> _WORK ORDER_
Can you restate the records below word for word?

> _RECORDS SHOWN_
PR #1756, opened 2015-07-04
Jgrubb nine docs

jaredgrubb:
I just (barely) started to get one of my masters ported up to nine and noticed some inaccurate and out-dated information in the docs.

Also, I started a section on eight-to-nine migration notes to start a porting guide. There's only one bullet there, but it's a start. Take a look and see if you like that, or whether you think it should go elsewhere (or even as a separate section/doc)

### DIFF
--- a/master/buildbot/scripts/sample.cfg
+++ b/master/buildbot/scripts/sample.cfg
@@ -18,9 +18,8 @@ c = BuildmasterConfig = {}
 c['slaves'] = [buildslave.BuildSlave("example-slave", "pass")]
 
 # 'protocols' contains information about protocols which master will use for
-# communicating with slaves.
-# You must define at least 'port' option that slaves could connect to your master
-# with this protocol.
+# communicating with slaves. You must define at least 'port' option that slaves 
+# could connect to your master with this protocol.
 # 'port' must match the value configured into the buildslaves (with their
 # --master option)
 c['protocols'] = {'pb': {'port': 9989}}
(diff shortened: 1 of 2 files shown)


master/docs/manual/cfg-www.rst
```diff
@@ -119,10 +119,10 @@ The available classes are described here:
 
     ::
 
-        from buildbot.plugins import util
+        from buildbot.www import auth
         c['www'] = {
             # ...
-            'auth': util.UserPasswordAuth({"homer": "doh!"}),
```
tardyp: It should really be in the plugin namespace

jaredgrubb: "should be" meaning it is and my patch is wrong, or that we should move it? Right now it's in "master/buildbot/www/auth.py"

tardyp: http://docs.buildbot.net/latest/manual/plugins.html

https://github.com/buildbot/buildbot/blob/master/master/setup.py

jaredgrubb: Ok, but then you go to this page:
http://docs.buildbot.net/latest/manual/cfg-www.html#web-authentication

And it says the class is "buildbot.www.auth.UserPasswordAuth", so that's what I was basing my patch on... As I was reading the docs, the "util" form never was explained and I assumed the text snippets (that I put in this patch) were all wrong.

jaredgrubb: Note that I personally dont care which way it is, but the docs are confusing.

tardyp: Yes, the class is in www.auth, but it is also available in plugin.util as per setup.py. This allows us to move the class and be happy knowing the users are supposed to use the plugin namespace to important it.

I agree this can be confusing.

master/docs/manual/cfg-www.rst
```diff
@@ -119,10 +119,10 @@ The available classes are described here:
...
+            'auth': auth.UserPasswordAuth({"homer": "doh!"}),
         }
 
 .. py:class:: buildbot.www.auth.HTPasswdAuth(passwdFile)
```
jaredgrubb: So should we change this to "buildbot.plugins.util.HTPasswdAuth" and so on?

tardyp: could be.
@sa2ajj  as you introduced plugin namespace you might have an opinion about it?

sa2ajj: We have certain _entitites_ in Buildbot, those are exposed as `buildbot.plugins.entity`, the rest goes under `buildbot.plugins.utils`...

So in this case it should be `buildbot.plugins.utils.HTPasswdAuth` and so on...

jaredgrubb: Ok let me prepare a docs change like that then...

sa2ajj: After a bit of thinking (sorry), I believe the best will be to put it in a separate namespace: `buildbot.plugins.utils.www.HttPasswdAuth` etc...

sa2ajj:
How do we proceed with this PR?  Any help needed?

jaredgrubb:
Alright I removed the changes to the class paths ... sounds like there's work that needs to be done there outside of docs, so I'll leave it be and we can get the easy part of this patch in.

master/buildbot/scripts/sample.cfg
```diff
@@ -73,24 +72,22 @@ c['builders'].append(
 
 # 'status' is a list of Status Targets. The results of each build will be
 # pushed to these targets. buildbot/status/*.py has a variety to choose from,
-# including web pages, email senders, and IRC bots.
+# like IRC bots.
 
 c['status'] = []
```
sa2ajj: shouldn't we use `reporters` somehow??

(I need to check current `master`)

sa2ajj:
Let's start :)

PR #1758, opened 2015-07-06
Update exceptions to "as"

jvlomax:
This will break python 2.5 compatibility if that is an issue


djmitche:
Our current requirements are:
```
Python: http://www.python.org

  Buildbot requires Python-2.6 or later on the master, although Python-2.7 is recommended.
  The slave runs on Python-2.5.
```

sa2ajj:
:+1:

jaredgrubb:
LGTM

PR #1759, opened 2015-07-06
Triggerable: should allow reason to be set

jaredgrubb:
Will forward-port this to nine after merge.


sa2ajj:
:+1:

tardyp:
shouldn't the reason be inherited from the parent?

jaredgrubb:
Maybe, but it never has been. I wanted an override such that I could associate the triggered build with the parent build, but Triggerable unconditionally overwrites the reason

tardyp:
looking at the impl, I dont think it should be complicated to implement the inherit. 
Trigger step would have to pass its reason.
Anyway, I think we can merge this like this. 

:+1:

PR #1763, opened 2015-07-09
fix for #3223

byilmazturk:
added identifier checks for slaves while running checkconfig http://trac.buildbot.net/ticket/3223

### DIFF
--- a/master/buildbot/config.py
+++ b/master/buildbot/config.py
@@ -538,13 +538,20 @@ class MasterConfig(util.ComparableMixin):
                 error(msg)
                 return
 
-            if sl.slavename in ("debug", "change", "status"):
-                msg = "slave name '%s' is reserved" % sl.slavename
-                error(msg)
-            
-            if not util.identifiers.isIdentifier(50, sl.slavename):
-                msg = "Buildslave name %r is not a 50-character identifier" % (sl.slavename,)
-                error(msg)
+            def validate(slavename):
+                if sl.slavename in ("debug", "change", "status"):
+                    yield "slave name %r - is reserved" % slavename
+                if not isinstance(slavename, unicode):
+                    yield "slave name %r - is not a unicode string" % slavename
+                if not util.identifiers.ident_re.match(slavename):
+                    yield "slave name %r - is not an identifier" % slavename
+                if len(slavename) < 1:
+                    yield "slave name %r - identifiers cannot be an empty string" % slavename
+                if len(slavename) > 50:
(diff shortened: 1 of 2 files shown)


master/buildbot/config.py
```diff
@@ -541,6 +541,10 @@ def load_slaves(self, filename, config_dict):
             if sl.slavename in ("debug", "change", "status"):
                 msg = "slave name '%s' is reserved" % sl.slavename
                 error(msg)
+            
+            if not util.identifiers.isIdentifier(50, sl.slavename):
+                msg = "Buildslave name %r is not a 50-character identifier" % (sl.slavename,)
+                error(msg)
```
jaredgrubb: This error makes it sound like it must be 50 chars, not something at most 50 chars... maybe "Buildslave name %r must be an identifier of at most 50 chars" or something?

byilmazturk: Actually I copied error messages from https://github.com/buildbot/buildbot/blob/master/master/buildbot/data/buildslaves.py#L115 . I can change both of them, but I see that isIdentifier function does not control only length of slavename. Slavename can also break some other rules. May it be good to print all of those rules, if name breaks one of them?

sa2ajj: Sounds like a good idea: guessing over a cryptic error message is not really a productive way of spending time. :smile:

djmitche: You could also link to the docs..

djmitche:
Any chance you'll have time to finish this up?

byilmazturk:
sorry, I do not look and answer previous week because of holiday. I am going to check this now.

master/buildbot/config.py
```diff
@@ -538,8 +539,19 @@ def load_slaves(self, filename, config_dict):
...
-            if sl.slavename in ("debug", "change", "status"):
-                msg = "slave name '%s' is reserved" % sl.slavename
+            def validate(slavename):
+                if slavename in ("debug", "change", "status"):
+                    yield "slave name '%s' is reserved" % slavename
+                if not isinstance(slavename, unicode):
+                    yield "slave name %r - is not a unicode string" % slavename
+                if not util_identifiers.ident_re.match(slavename):
+                    yield "slave name %r - is not an identifier" % slavename
+                if len(slavename) < 1:
```
sa2ajj: should not this be 'if not slavename:` instead?

sa2ajj:
LGTM otherwise

tardyp:
:+1:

> _TASK RESULT_
PR #1756, opened 2015-07-04
Jgrubb nine docs

jaredgrubb:
I just (barely) started to get one of my masters ported up to nine and noticed some inaccurate and out-dated information in the docs.

Also, I started a section on eight-to-nine migration notes to start a porting guide. There's only one bullet there, but it's a start. Take a look and see if you like that, or whether you think it should go elsewhere (or even as a separate section/doc)

### DIFF
--- a/master/buildbot/scripts/sample.cfg
+++ b/master/buildbot/scripts/sample.cfg
@@ -18,9 +18,8 @@ c = BuildmasterConfig = {}
 c['slaves'] = [buildslave.BuildSlave("example-slave", "pass")]
 
 # 'protocols' contains information about protocols which master will use for
-# communicating with slaves.
-# You must define at least 'port' option that slaves could connect to your master
-# with this protocol.
+# communicating with slaves. You must define at least 'port' option that slaves 
+# could connect to your master with this protocol.
 # 'port' must match the value configured into the buildslaves (with their
 # --master option)
 c['protocols'] = {'pb': {'port': 9989}}
(diff shortened: 1 of 2 files shown)


master/docs/manual/cfg-www.rst
```diff
@@ -119,10 +119,10 @@ The available classes are described here:
 
     ::
 
-        from buildbot.plugins import util
+        from buildbot.www import auth
         c['www'] = {
             # ...
-            'auth': util.UserPasswordAuth({"homer": "doh!"}),
```
tardyp: It should really be in the plugin namespace

jaredgrubb: "should be" meaning it is and my patch is wrong, or that we should move it? Right now it's in "master/buildbot/www/auth.py"

tardyp: http://docs.buildbot.net/latest/manual/plugins.html

https://github.com/buildbot/buildbot/blob/master/master/setup.py

jaredgrubb: Ok, but then you go to this page:
http://docs.buildbot.net/latest/manual/cfg-www.html#web-authentication

And it says the class is "buildbot.www.auth.UserPasswordAuth", so that's what I was basing my patch on... As I was reading the docs, the "util" form never was explained and I assumed the text snippets (that I put in this patch) were all wrong.

jaredgrubb: Note that I personally dont care which way it is, but the docs are confusing.

tardyp: Yes, the class is in www.auth, but it is also available in plugin.util as per setup.py. This allows us to move the class and be happy knowing the users are supposed to use the plugin namespace to important it.

I agree this can be confusing.

master/docs/manual/cfg-www.rst
```diff
@@ -119,10 +119,10 @@ The available classes are described here:
...
+            'auth': auth.UserPasswordAuth({"homer": "doh!"}),
         }
 
 .. py:class:: buildbot.www.auth.HTPasswdAuth(passwdFile)
```
jaredgrubb: So should we change this to "buildbot.plugins.util.HTPasswdAuth" and so on?

tardyp: could be.
@sa2ajj  as you introduced plugin namespace you might have an opinion about it?

sa2ajj: We have certain _entitites_ in Buildbot, those are exposed as `buildbot.plugins.entity`, the rest goes under `buildbot.plugins.utils`...

So in this case it should be `buildbot.plugins.utils.HTPasswdAuth` and so on...

jaredgrubb: Ok let me prepare a docs change like that then...

sa2ajj: After a bit of thinking (sorry), I believe the best will be to put it in a separate namespace: `buildbot.plugins.utils.www.HttPasswdAuth` etc...

sa2ajj:
How do we proceed with this PR?  Any help needed?

jaredgrubb:
Alright I removed the changes to the class paths ... sounds like there's work that needs to be done there outside of docs, so I'll leave it be and we can get the easy part of this patch in.

master/buildbot/scripts/sample.cfg
```diff
@@ -73,24 +72,22 @@ c['builders'].append(
 
 # 'status' is a list of Status Targets. The results of each build will be
 # pushed to these targets. buildbot/status/*.py has a variety to choose from,
-# including web pages, email senders, and IRC bots.
+# like IRC bots.
 
 c['status'] = []
```
sa2ajj: shouldn't we use `reporters` somehow??

(I need to check current `master`)

sa2ajj:
Let's start :)

PR #1758, opened 2015-07-06
Update exceptions to "as"

jvlomax:
This will break python 2.5 compatibility if that is an issue


djmitche:
Our current requirements are:
```
Python: http://www.python.org

  Buildbot requires Python-2.6 or later on the master, although Python-2.7 is recommended.
  The slave runs on Python-2.5.
```

sa2ajj:
:+1:

jaredgrubb:
LGTM

PR #1759, opened 2015-07-06
Triggerable: should allow reason to be set

jaredgrubb:
Will forward-port this to nine after merge.


sa2ajj:
:+1:

tardyp:
shouldn't the reason be inherited from the parent?

jaredgrubb:
Maybe, but it never has been. I wanted an override such that I could associate the triggered build with the parent build, but Triggerable unconditionally overwrites the reason

tardyp:
looking at the impl, I dont think it should be complicated to implement the inherit. 
Trigger step would have to pass its reason.
Anyway, I think we can merge this like this. 

:+1:

PR #1763, opened 2015-07-09
fix for #3223

byilmazturk:
added identifier checks for slaves while running checkconfig http://trac.buildbot.net/ticket/3223

### DIFF
--- a/master/buildbot/config.py
+++ b/master/buildbot/config.py
@@ -538,13 +538,20 @@ class MasterConfig(util.ComparableMixin):
                 error(msg)
                 return
 
-            if sl.slavename in ("debug", "change", "status"):
-                msg = "slave name '%s' is reserved" % sl.slavename
-                error(msg)
-            
-            if not util.identifiers.isIdentifier(50, sl.slavename):
-                msg = "Buildslave name %r is not a 50-character identifier" % (sl.slavename,)
-                error(msg)
+            def validate(slavename):
+                if sl.slavename in ("debug", "change", "status"):
+                    yield "slave name %r - is reserved" % slavename
+                if not isinstance(slavename, unicode):
+                    yield "slave name %r - is not a unicode string" % slavename
+                if not util.identifiers.ident_re.match(slavename):
+                    yield "slave name %r - is not an identifier" % slavename
+                if len(slavename) < 1:
+                    yield "slave name %r - identifiers cannot be an empty string" % slavename
+                if len(slavename) > 50:
(diff shortened: 1 of 2 files shown)


master/buildbot/config.py
```diff
@@ -541,6 +541,10 @@ def load_slaves(self, filename, config_dict):
             if sl.slavename in ("debug", "change", "status"):
                 msg = "slave name '%s' is reserved" % sl.slavename
                 error(msg)
+            
+            if not util.identifiers.isIdentifier(50, sl.slavename):
+                msg = "Buildslave name %r is not a 50-character identifier" % (sl.slavename,)
+                error(msg)
```
jaredgrubb: This error makes it sound like it must be 50 chars, not something at most 50 chars... maybe "Buildslave name %r must be an identifier of at most 50 chars" or something?

byilmazturk: Actually I copied error messages from https://github.com/buildbot/buildbot/blob/master/master/buildbot/data/buildslaves.py#L115 . I can change both of them, but I see that isIdentifier function does not control only length of slavename. Slavename can also break some other rules. May it be good to print all of those rules, if name breaks one of them?

sa2ajj: Sounds like a good idea: guessing over a cryptic error message is not really a productive way of spending time. :smile:

djmitche: You could also link to the docs..

djmitche:
Any chance you'll have time to finish this up?

byilmazturk:
sorry, I do not look and answer previous week because of holiday. I am going to check this now.

master/buildbot/config.py
```diff
@@ -538,8 +539,19 @@ def load_slaves(self, filename, config_dict):
...
-            if sl.slavename in ("debug", "change", "status"):
-                msg = "slave name '%s' is reserved" % sl.slavename
+            def validate(slavename):
+                if slavename in ("debug", "change", "status"):
+                    yield "slave name '%s' is reserved" % slavename
+                if not isinstance(slavename, unicode):
+                    yield "slave name %r - is not a unicode string" % slavename
+                if not util_identifiers.ident_re.match(slavename):
+                    yield "slave name %r - is not an identifier" % slavename
+                if len(slavename) < 1:
```
sa2ajj: should not this be 'if not slavename:` instead?

sa2ajj:
LGTM otherwise

tardyp:
:+1:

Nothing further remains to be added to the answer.